These are just some of the questions I’ll try to answer in this article about how to learn photography.
Introduction to Travel Photography
Learn Travel Photography
The first thing we need to learn about photography is that light is its raw material. The same way a sculptor carves their work on a block of stone, a painter uses paint to express himself, and a writer puts pen to paper to create his ideas, professional travel photographers work with light. Not just the professional ones, we all do — amateurs, beginners, with a cheap or an expensive camera, or even the simplest of smartphones.
Of course, there is still a world out there without light, but we can’t see it. To the naked eye, the world doesn’t exist without light. Of course, a sculptor can work without light. All he needs is his touch. A writer and a painter can also work without light. But a photographer can never photograph if there isn’t light.
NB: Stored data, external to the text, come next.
PR #1207, opened 2021-07-07
feat(impersonated): add impersonated credentials auth

### LINKED ISSUE #535: Implement ImpersonatedCredentials

bcoe:
Adds ImpersonatedCredentials. This credential type basically takes one source credential and exchanges it for another, different service account.

Fixes #535
Refs #779

---

@salrashid123 I've gone through the original #779 and made some edits to make the work more idiomatic for Node.js.

I'm leaving some review comments on this PR that would get it ready to land.


src/auth/googleauth.ts
```diff
@@ -44,7 +45,11 @@ import {AuthClient} from './authclient';
  * Defines all types of explicit clients that are determined via ADC JSON
  * config file.
  */
-export type JSONClient = JWT | UserRefreshClient | BaseExternalAccountClient;
+export type JSONClient =
+  | JWT
+  | UserRefreshClient
+  | BaseExternalAccountClient
+  | Impersonated;
```
bcoe, line 52: We will want to make sure that this doesn't cause compilation errors for existing libraries like `googleapis` and `nodejs-secret-manager`.

Depending, we may need to treat this as a major change.

src/auth/impersonated.ts
```diff
@@ -0,0 +1,194 @@
...
+   * @param refreshToken Unused parameter
+   */
+  protected async refreshToken(
+    refreshToken?: string | null
+  ): Promise<GetTokenResponse> {
+    const iat = Date.now();
+    if (this.credentials.expiry_date) {
+      if (this.credentials.expiry_date <= iat) {
+        try {
+          await this.sourceClient.getAccessToken();
```
bcoe, line 101: I switched from `.then`, `.catch` to `async`/`await` which is more idiomatic with how we tend to write JavaScript.

src/auth/impersonated.ts
```diff
@@ -0,0 +1,194 @@
...
+          this.credentials.access_token = tokenResponse.accessToken;
+          this.credentials.expiry_date =
+            Date.parse(tokenResponse.expireTime) / 1000;
+          return {
+            tokens: this.credentials,
+            res,
+          };
+        } catch (error) {
+          if (error.status === 403) {
+            if (error.message === 'The caller does not have permission') {
```
bcoe, line 124: Checking for specific error messages feels fragile, what if we check for just the 403 case, and provide an appropriate error message?

src/auth/impersonated.ts
```diff
@@ -0,0 +1,194 @@
...
+  protected requestAsync<T>(
+    opts: GaxiosOptions,
+    retry = false
+  ): GaxiosPromise<T> {
+    try {
+      return super.requestAsync<T>(opts, retry);
+    } catch (err) {
+      let helpfulMessage = null;
+      if (err.status === 403) {
+        helpfulMessage =
```
bcoe, line 155: Likewise, perhaps we can get away with checking for just the `403` and `404` case?

test/test.impersonated.ts
```diff
@@ -0,0 +1,72 @@
...
+    .post('/oauth2/v4/token')
+    .reply(200, body);
+}
+
+describe('impersonated', () => {
+  afterEach(() => {
+    nock.cleanAll();
+  });
+  it('should request impersonated credentials on first request');
+  it.only('should refresh if access token has expired', async () => {
```
bcoe, line 40: There's a small enough amount of setup behavior, that I think it's better to configure each test case in its specific assertion.

test/test.impersonated.ts
```diff
@@ -0,0 +1,72 @@
...
+    const impersonated = new Impersonated({
+      sourceClient: jwt,
+      targetPrincipal: 'target@project.iam.gserviceaccount.com',
+      lifetime: 30,
+      delegates: [],
+      targetScopes: ['https://www.googleapis.com/auth/cloud-platform'],
+    });
+    impersonated.credentials.access_token = 'initial-access-token';
+    impersonated.credentials.expiry_date = Date.now() - 10000;
+    await impersonated.request({url});
```
bcoe, line 64: This does not yet work because we need to mock the:

`iamcredentials.googleapis.com:443/v1/projects/-/serviceAccounts/target@project.iam.gserviceaccount.com:generateAccessToken`

test/test.impersonated.ts
```diff
@@ -0,0 +1,72 @@
...
+    assert.strictEqual(impersonated.credentials.access_token, 'abc123');
+    scopes.forEach(s => s.done());
+  });
+  it(
+    'should throw appropriate exception when 403 occurs refreshing impersonated credentials'
+  );
+  it('should throw appropriate exception when 403 occurs during request');
```
bcoe, line 71: I've added some additional recommendations for test cases, one additional one I can think of is the 404 case.

bcoe (commented):
@salrashid123 sorry for screwing up your branch, I left some refactoring and recommendations in this PR, to act as a baseline.

One additional thought, we should probably add a blurb in the README about how to use the impersonated client?

salrashid123:
thanks,  i retested the code from this PR and it worked fine with the snippet below

1,2 wokred fine but ...how do you supply the impersonated client to a GCP library like `@google-cloud/logging`?

i do know in the original PR i showed 3 working below but ...i must've just had that as a place holder or somthing of a wishlist

is it possible to supply  `Impersonated` to any nodejs library?

i looked at but those credentials and what not are something else like a keyfile
https://googleapis.dev/nodejs/logging/latest/global.html#ClientConfig
https://googleapis.dev/nodejs/google-auth-library/latest/interfaces/GoogleAuthOptions.html


```javascript
const {Logging} = require('@google-cloud/logging');
const { GoogleAuth, JWT, Impersonated  } = require('google-auth-library');
const { Storage } = require('@google-cloud/storage');

var svcAccountFile = '/home/srashid/gcp_misc/certs/mineral-minutia-820-e9a7c8665867.json';
var project_id = 'fabled-ray-104117';
const keys = require(svcAccountFile);

// create a sourceCredential
let saclient = new JWT(
  keys.client_email,
  null,
  keys.private_key,
  ['https://www.googleapis.com/auth/cloud-platform', 'https://www.googleapis.com/auth/iam'],
);

// Use that to impersonate the targetPrincipal
  sourceClient: saclient,
  targetPrincipal: "impersonated-account@fabled-ray-104117.iam.gserviceaccount.com",
  lifetime: 30,
  delegates: [],
  targetScopes: ["https://www.googleapis.com/auth/cloud-platform"]
});


// At this point you can use the client as any other:

// 1. Acquire Headers
const authHeaders = await targetClient.getRequestHeaders();
console.log(authHeaders);

// 2. Use client in authorized session 
targetClient.getAccessToken().then(res => {
  let url = 'https://www.googleapis.com/storage/v1/b?project=' + project_id
  targetClient.requestAsync({ url }).then(resp => {
    console.log(resp.data.items[0]);
  }).catch(function (error) {
    console.error('Unable to list buckets: ' + error);
  });
});

// 3. Use client with GCP Service 

const logging = new Logging({projectId: project_id});
const log = logging.log('mylog');
const text = 'Hello, world!';
const metadata = {
  resource: {type: 'global'},
};
const entry = log.entry(metadata, text);
await log.write(entry);
console.log(`Logged: ${text}`);

```

salrashid123:
thanks.  verified the last push works.   here's a suggestion for the README.md 


https://gist.github.com/salrashid123/6e3c2eaa0575d6c18632931cbf8cb496

src/auth/impersonated.ts
```diff
@@ -0,0 +1,163 @@
...
+   *  final access_token. If set, the sequence of identities must have
+   * "Service Account Token Creator" capability granted to the preceding
+   * identity. For example, if set to [serviceAccountB, serviceAccountC],
+   * the sourceCredential must have the Token Creator role on serviceAccountB.
+   * serviceAccountB must have the Token Creator on serviceAccountC.
+   * Finally, C must have Token Creator on target_principal.
+   * If left unset, sourceCredential must have that role on targetPrincipal.
+   * @param targetScopes scopes to request during the authorization grant.
+   * @param lifetime number of seconds the delegated credential should be
+   * valid for (up to 3600).
```
silvolu, line 73: Lifetime is actually up to 43,200 if the service account is added to an organization policy that includes the constraints/iam.allowServiceAccountCredentialLifetimeExtension list constraint (
https://cloud.google.com/iam/docs/creating-short-lived-service-account-credentials#sa-credentials-oauth)

src/auth/impersonated.ts
```diff
@@ -0,0 +1,163 @@
...
+    super(options);
+    this.credentials = {
+      expiry_date: 1,
+      refresh_token: 'impersonated-placeholder',
+    };
+    this.sourceClient = options.sourceClient || new OAuth2Client();
+    this.targetPrincipal = options.targetPrincipal || '';
+    this.delegates = options.delegates || [];
+    this.targetScopes = options.targetScopes || [];
+    this.lifetime = options.lifetime || 3600;
```
silvolu, line 86: 3600 it's good as default value

test/test.impersonated.ts
```diff
@@ -0,0 +1,220 @@
...
+import {CredentialRequest} from '../src/auth/credentials';
+
+const PEM_PATH = './test/fixtures/private.pem';
+
+nock.disableNetConnect();
+
+const url = 'http://example.com';
+
+function createGTokenMock(body: CredentialRequest) {
+  return nock('https://www.googleapis.com')
```
silvolu, line 30: Nit: we're trying to centralize the different token exchange endpoints to 'https://oauth2.googleapis.com/token', even though this is a mock, it might be good for new code to just show that one.

silvolu (approved):
One comment on lifetime to address and one nit comment in the tests, overall looks good!

test/test.impersonated.ts
bcoe: We would need to change the underlying `gtoken` library to stop using the `/v4` endpoint.

In practice, I think we'll often be using self-signed JWTs for many of the cases where we would have used gtoken in the past. Regardless, I've created a tracking ticket based on this comment:

https://github.com/googleapis/node-gtoken/issues/388

bcoe:
CC: @bojeil-google

.readme-partials.yaml
```diff
@@ -606,3 +607,73 @@ body: |-
...
+      sourceClient: client,
+      targetPrincipal: "impersonated-account@projectID.iam.gserviceaccount.com",
+      lifetime: 30,
+      delegates: [],
+      targetScopes: ["https://www.googleapis.com/auth/cloud-platform"]
+    });
+
+    // Get impersonated credentials:
+    const authHeaders = await targetClient.getRequestHeaders();
+    // Do something with `authHeaders["Authorization"]`.
```
JustinBeckwith, line 645: Is there a reason we'd use an array syntax to access the value vs just saying `.Authorization`?

JustinBeckwith: Also the double quotes pokes me in the eyes, reminding me we don't test this code really

.readme-partials.yaml
```diff
@@ -606,3 +607,73 @@ body: |-
...
+
+    // Use impersonated credentials:
+    try {
+      const url = 'https://www.googleapis.com/storage/v1/b?project=anotherProjectID'
+      const resp = targetClient.request({ url });
+      for (var k in resp.data.items) {
```
JustinBeckwith, line 651: - Use `const` instead of `var`
- I don't think `for in` will actually work here, will it?  I thought that enumerated the properties of the object?

.readme-partials.yaml
```diff
@@ -606,3 +607,73 @@ body: |-
...
+        console.log(`${resp.data.items[k]['name']}`);
```
JustinBeckwith, line 652: No need to wrap this in a `${}`, you can directly log the statement

.readme-partials.yaml
```diff
@@ -606,3 +607,73 @@ body: |-
...
+      }
+    } catch (err) {
+      console.error('Unable to list buckets: ' + error);
```
JustinBeckwith, line 655: We generally avoid try/catches like this, where we just console.error - we let it throw like you typically would do in production

src/auth/impersonated.ts
```diff
@@ -0,0 +1,165 @@
...
+  RequestMetadataResponse,
+} from './oauth2client';
+
+export interface ImpersonatedOptions extends RefreshOptions {
+  sourceClient?: OAuth2Client;
+  targetPrincipal?: string;
+  targetScopes?: string[];
+  delegates?: string[];
+  lifetime?: number | 3600;
+  endpoint?: string | 'https://iamcredentials.googleapis.com';
```
JustinBeckwith, line 32: That is a weird type, since `string` includes the static value.

src/auth/impersonated.ts
```diff
@@ -0,0 +1,165 @@
...
+import {
+  GetTokenResponse,
+  Headers,
+  OAuth2Client,
+  RefreshOptions,
+  RequestMetadataResponse,
+} from './oauth2client';
+
+export interface ImpersonatedOptions extends RefreshOptions {
+  sourceClient?: OAuth2Client;
```
JustinBeckwith, line 27: For each of these properties, can we get a jsdoc annotation that describes what they are, and how they work?

src/auth/impersonated.ts
```diff
@@ -0,0 +1,165 @@
...
+   * Refreshes the access token.
+   * @param refreshToken Unused parameter
+   */
+  protected async refreshToken(
+    refreshToken?: string | null
+  ): Promise<GetTokenResponse> {
+    if (this.isTokenExpiring()) {
+      try {
+        await this.sourceClient.getAccessToken();
+        const name = 'projects/-/serviceAccounts/' + this.targetPrincipal;
```
JustinBeckwith, line 102: Please use string interpolation

src/auth/impersonated.ts
```diff
@@ -0,0 +1,165 @@
...
+        const u = `${this.endpoint}/v1/${name}:generateAccessToken`;
```
JustinBeckwith, line 103: Lets use more descriptive variable names so we know what these mean

src/auth/impersonated.ts
```diff
@@ -0,0 +1,165 @@
...
+          delegates: this.delegates,
+          scope: this.targetScopes,
+          lifetime: this.lifetime + 's',
+        };
+        const res = await this.sourceClient.request({
+          url: u,
+          data: body,
+          method: 'POST',
+        });
+        const tokenResponse = res.data as TokenResponse;
```
JustinBeckwith, line 114: Instead of doing the cast here, you can include it as a generic argument to `.request<TokenResponse>` above.

src/auth/impersonated.ts
```diff
@@ -0,0 +1,165 @@
...
+          Date.parse(tokenResponse.expireTime) / 1000;
+        return {
+          tokens: this.credentials,
+          res,
+        };
+      } catch (error) {
+        const status = error?.response?.data?.error?.status;
+        const message = error?.response?.data?.error?.message;
+        if (status && message) {
+          throw new Error(`${status}: unable to impersonate: ${message}`);
```
JustinBeckwith, line 126: Both of these will swallow the original exception, and hide the call stack.  Instead of throwing a new error, I would suggest crafting this string, and then prepending it to the message of the existing error:

```js
error.message = `${status}: unable to impersonate: ${message} \n\n ${err.message}`
throw error;
```

Here and in the else statement.

src/auth/impersonated.ts
```diff
@@ -0,0 +1,165 @@
...
+        } else {
+          throw new Error(`unable to impersonate: ${error}`);
+        }
+      }
+    }
+    return {tokens: this.credentials, res: null};
+  }
+
+  protected requestAsync<T>(
```
JustinBeckwith, line 135: Do we need to override this method if we just call the base class implementation?

src/auth/impersonated.ts
```diff
@@ -0,0 +1,165 @@
...
+  }
+
+  /**
+   * Get a non-expired access token, after refreshing if necessary.
+   *
+   * @param url The URI being authorized.
+   * @returns An object that includes the authorization header.
+   */
+  async getRequestHeaders(): Promise<Headers> {
+    const res = await this.getRequestMetadataAsync();
```
JustinBeckwith, line 149: Kinda the same question here as above.  Do we need this to override a base class method?

test/test.impersonated.ts
```diff
@@ -0,0 +1,220 @@
...
+      sourceClient: jwt,
+      targetPrincipal: 'target@project.iam.gserviceaccount.com',
+      lifetime: 30,
+      delegates: [],
+      targetScopes: ['https://www.googleapis.com/auth/cloud-platform'],
+    });
+    impersonated.credentials.access_token = 'initial-access-token';
+    impersonated.credentials.expiry_date = Date.now() - 10000;
+    let err: null | Error = null;
+    try {
```
JustinBeckwith, line 126: A more consistent pattern here is to use `assert.rejects`, and to drop the try/catch/finally.

JustinBeckwith (changes requested):

.readme-partials.yaml
JustinBeckwith: - Use a better variable name than `k`

src/auth/googleauth.ts
bcoe: I linked against this, and it seemed fine.

src/auth/impersonated.ts
bcoe: I was wondering the same when I looked at this, let me test.

.readme-partials.yaml
```diff
@@ -606,3 +607,69 @@ body: |-
...
+
+    // Get impersonated credentials:
+    const authHeaders = await targetClient.getRequestHeaders();
+    // Do something with `authHeaders.Authorization`.
+
+    // Use impersonated credentials:
+    const url = 'https://www.googleapis.com/storage/v1/b?project=anotherProjectID'
+    const resp = targetClient.request({ url });
+    for (const bucket of resp.data.items) {
+      console.log(resp.data.items.bucket.name);
```
JustinBeckwith, line 651: Should this be `bucket.name`?

JustinBeckwith (approved):

src/auth/impersonated.ts
```diff
@@ -0,0 +1,144 @@
...
+   * the sourceCredential must have the Token Creator role on serviceAccountB.
+   * serviceAccountB must have the Token Creator on serviceAccountC.
+   * Finally, C must have Token Creator on target_principal.
+   * If left unset, sourceCredential must have that role on targetPrincipal.
+   * @param targetScopes scopes to request during the authorization grant.
+   * @param lifetime number of seconds the delegated credential should be
+   * valid for up to 3600 seconds by default, or 43,200 seconds by
+   * extending the token's lifetime, see:
+   * https://cloud.google.com/iam/docs/creating-short-lived-service-account-credentials#sa-credentials-oauth
+   * @param endpoint api endpoint override.
```
bojeil-google, line 87: I think this should be the `ImpersonatedOptions` param

src/auth/impersonated.ts
```diff
@@ -0,0 +1,144 @@
...
+        lifetime: this.lifetime + 's',
+      };
+      const res = await this.sourceClient.request<TokenResponse>({
+        url: u,
+        data: body,
+        method: 'POST',
+      });
+      const tokenResponse = res.data;
+      this.credentials.access_token = tokenResponse.accessToken;
+      this.credentials.expiry_date =
```
bojeil-google, line 126: I think we use milliseconds for `expiry_date` in the rest of the repo.

src/index.ts
```diff
@@ -27,6 +27,7 @@ export {IAMAuth, RequestMetadata} from './auth/iam';
 export {IdTokenClient, IdTokenProvider} from './auth/idtokenclient';
 export {Claims, JWTAccess} from './auth/jwtaccess';
 export {JWT, JWTOptions} from './auth/jwtclient';
+export {Impersonated, ImpersonatedOptions} from './auth/impersonated';
```
bojeil-google, line 30: You may want to add a test for `Impersonated`:
https://github.com/googleapis/google-auth-library-nodejs/blob/3e0c4c92014f2b7b4543f28ad352f0d135efd08f/test/test.index.ts#L31

test/test.impersonated.ts
```diff
@@ -0,0 +1,305 @@
...
+interface ImpersonatedCredentialRequest {
+  delegates: string[];
+  scope: string[];
+  lifetime: string;
+}
+
+describe('impersonated', () => {
+  afterEach(() => {
+    nock.cleanAll();
+  });
```
bojeil-google, line 44: Suggest adding a new line after this and in between tests.

test/test.impersonated.ts
```diff
@@ -0,0 +1,305 @@
...
+            assert.deepStrictEqual(body.delegates, []);
+            assert.deepStrictEqual(body.scope, [
+              'https://www.googleapis.com/auth/cloud-platform',
+            ]);
+            return true;
+          }
+        )
+        .reply(200, {
+          accessToken: 'qwerty345',
+          expiryDate: tomorrow.toISOString(),
```
bojeil-google, line 67: I think this should be `expireTime`?

test/test.impersonated.ts
```diff
@@ -0,0 +1,305 @@
...
```
bojeil-google, line 111: I think this should be `expireTime`?

test/test.impersonated.ts
```diff
@@ -0,0 +1,305 @@
...
+      nock('https://iamcredentials.googleapis.com')
+        .post(
+          '/v1/projects/-/serviceAccounts/target@project.iam.gserviceaccount.com:generateAccessToken',
+          () => {
+            return true;
+          }
+        )
+        .reply(200, {
+          accessToken: 'qwerty345',
+          expiryDate: tomorrow.toISOString(),
```
bojeil-google, line 154: I think this should be `expireTime`?

test/test.impersonated.ts
```diff
@@ -0,0 +1,305 @@
...
+      nock('https://iamcredentials.googleapis.com')
+        .post(
+          '/v1/projects/-/serviceAccounts/target@project.iam.gserviceaccount.com:generateAccessToken',
+          () => {
+            return true;
+          }
+        )
+        .reply(200, {
+          accessToken: 'qwerty456',
+          expiryDate: tomorrow.toISOString(),
```
bojeil-google, line 165: I think this should be `expireTime`?

test/test.impersonated.ts
```diff
@@ -0,0 +1,305 @@
...
+            assert.deepStrictEqual(body.delegates, []);
+            assert.deepStrictEqual(body.scope, [
+              'https://www.googleapis.com/auth/cloud-platform',
+            ]);
+            return true;
+          }
+        )
+        .reply(200, {
+          accessToken: 'qwerty345',
+          expiryDate: tomorrow.toISOString(),
```
bojeil-google, line 282: I think this should be `expireTime`?

test/test.impersonated.ts
```diff
@@ -0,0 +1,305 @@
...
+    );
+    const impersonated = new Impersonated({
+      sourceClient: jwt,
+      targetPrincipal: 'target@project.iam.gserviceaccount.com',
+      lifetime: 30,
+      delegates: [],
+      targetScopes: ['https://www.googleapis.com/auth/cloud-platform'],
+    });
+    await impersonated.request({url});
+    assert.strictEqual(impersonated.credentials.access_token, 'qwerty345');
```
bojeil-google, line 85: Worth checking `impersonated.credentials.expiry_date` for the expected expiration to make sure it is set correctly (here and elsewhere).

test/test.impersonated.ts
```diff
@@ -0,0 +1,305 @@
...
+      lifetime: 30,
+      delegates: [],
+      targetScopes: ['https://www.googleapis.com/auth/cloud-platform'],
+    });
+    impersonated.credentials.access_token = 'initial-access-token';
+    impersonated.credentials.expiry_date = Date.now() - 10000;
+    await assert.rejects(impersonated.request({url}), /NOT_FOUND/);
+    scopes.forEach(s => s.done());
+  });
+  it('handles errors without context', async () => {
```
bojeil-google, line 229: Should you also add one more test when the underlying `sourceClient` fails to generate a token?

.readme-partials.yaml
```diff
@@ -606,3 +607,69 @@ body: |-
...
 
   A complete example can be found in [`samples/verifyIdToken-iap.js`](https://github.com/googleapis/google-auth-library-nodejs/blob/master/samples/verifyIdToken-iap.js).
+
+  ## Impersonated Credentials Client
+
+  Google Cloud Impersonated credentials used for [Creating short-lived service account credentials](https://cloud.google.com/iam/docs/creating-short-lived-service-account-credentials).
+
+  Provides authentication for applications where local credentials impersonates a remote service account using [IAM Credentials API](https://cloud.google.com/iam/docs/reference/credentials/rest).
+
+  An Impersonated Credentials Client is instantiated with a `sourceClient`. This
```
bojeil-google, line 617: Worth documenting that the `sourceClient` should have one of the scopes:
- https://www.googleapis.com/auth/iam
- https://www.googleapis.com/auth/cloud-platform

bojeil-google (changes requested):
Thanks for putting this together! Change looks good. My comments are mostly minor issues.

.readme-partials.yaml
```diff
@@ -606,3 +607,69 @@ body: |-
...
+    const url = 'https://www.googleapis.com/storage/v1/b?project=anotherProjectID'
+    const resp = targetClient.request({ url });
+    for (const bucket of resp.data.items) {
+      console.log(bucket.name);
+    }
+
+    // Use impersonated credentials with google-cloud client library
+    // Note: this works only with certain cloud client libraries utilizing gRPC 
+    //    e.g., SecretManager, KMS, AIPlatform
+    // will not currently work with libraries using REST, e.g., Storage, Compute
```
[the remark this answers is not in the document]
salrashid123: @bojeil-google ref  https://github.com/googleapis/google-auth-library-nodejs/issues/1210

bojeil-google:
Hey @bcoe thanks for addressing the comments. I noticed some comments may have been accidentally missed. Perhaps you forgot to commit those changes?
This includes: adding space between tests, 2021 copyright, using `AuthClient` instead of `OAuth2Client` for source `AuthClient`, updating `ImpersonatedOptions` param description and adding a test for `Impersonated` in `test.index.ts`.

This may be relevant but when I try to "show changes since my last review", I get an error message:

We went looking everywhere, but couldn’t find those commits.
Sometimes commits can disappear after a force-push. Head back to the latest changes here.

bcoe:
@bojeil-google the push had just failed.

bojeil-google (approved):

bcoe:
@bojeil-google thank you for the thorough review, this is much better than it would have been if landed earlier (also it identified a bug with refreshing token logic).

And, by the way, did you know the word photo comes from the Greek word phôs, phōtós that means light in English?
To capture a picture of the world with a camera just as our eyes see it, you need light. That light travels through the lens, that shapes it, and reaches the sensor, that records it. Or better, it records the way the environment around us reflects light.
The way the light is processed has an impact on the result. And we’re going to discuss that in a while. But, for now, there’s something else we need to know about photography and that it is an art form. As such, it’s also a part vocation and part technique.
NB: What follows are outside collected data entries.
PR #1212, opened 2021-07-17
chore(serverless): add missing var to snippet block

ace-n:
Fixes b/185015090


bcoe:
@ace-n what's the behavior of fetching an ID Token if no target audience is provided?

JustinBeckwith (commented):
Looks like we need an `npm run fix` here?

bcoe (approved):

There is no such thing as one part being more important than the other. They’re all crucial. Having “an eye” to get the best shot, that instinct of the image hunter, paying attention to something most people wouldn’t notice.
All of this can be trained, but photographing is mainly a calling.
Then there’s learning technique, composition, best use of light, editing software to improve the photos. That’s the kind of knowledge a course or reading a book on the topic can give you.
But there’s more.
The camera’s features are as important as knowing how to use them. And, as I’ll point out again later, following the work of photographers we admire, that portray the world as we would like to, is essential to perfect our technique, to understand what works, to define ourselves as photographers better, and to understand better how we want to capture our travels. Pick up your camera bag and let’s go!
Beginner’s Guide for Travel Photography
Let’s start with our travel great photography tips for beginners.
ISO, Shutter Speed, and Lens Aperture
Do you remember how we used film before digital photography? It was a rolled-up sheet that felt like plastic, rich in silver grain. What? Silver grain?
Yes, it’s true. And why?
Because the silver grain used in the film has an interesting feature: when exposed to light it changes and it’s marked. That’s how you record the world that sheet has “seen” in a split second.
So, what does that have to do with ISO?
Well, in the so-called analog photography, where we use film, the thicker the silver grain used, the less light it needs to change. When a photographer knew beforehand that he’d be working in environments with less light or that he’d need to manipulate the light before it reached the film, he’d pick a film with larger silver grains.
And why didn’t he do this all the time?
Because the bigger those grains were, well, the grainier the final photo would be.
ISO, or ASA, was the name given to the unit of measurement of that grain caliber. The second name is no longer used, but the first one made its way into digital photography.
We don’t use film anymore, but the camera’s sensors have kind of the same behavior: the more light you have, the better you can record the image the camera was exposed to in that fraction of time, using less digital manipulation. Similar to the grain in old photography.
The higher the ISO, the less light you need, but it decreases the quality of the image. And, in reverse, the lower the ISO, the more light you need, and you’ll have a less grainy picture.
These days, the photographer chooses the ISO he’s going to shoot with. In the old days, we’d use a 400 ISO film, for example, and had to use all of it. In many cases, we’d carry more than one camera so we could use films with different ISO at the same time. Nowadays, all you have to do is select that option in your camera.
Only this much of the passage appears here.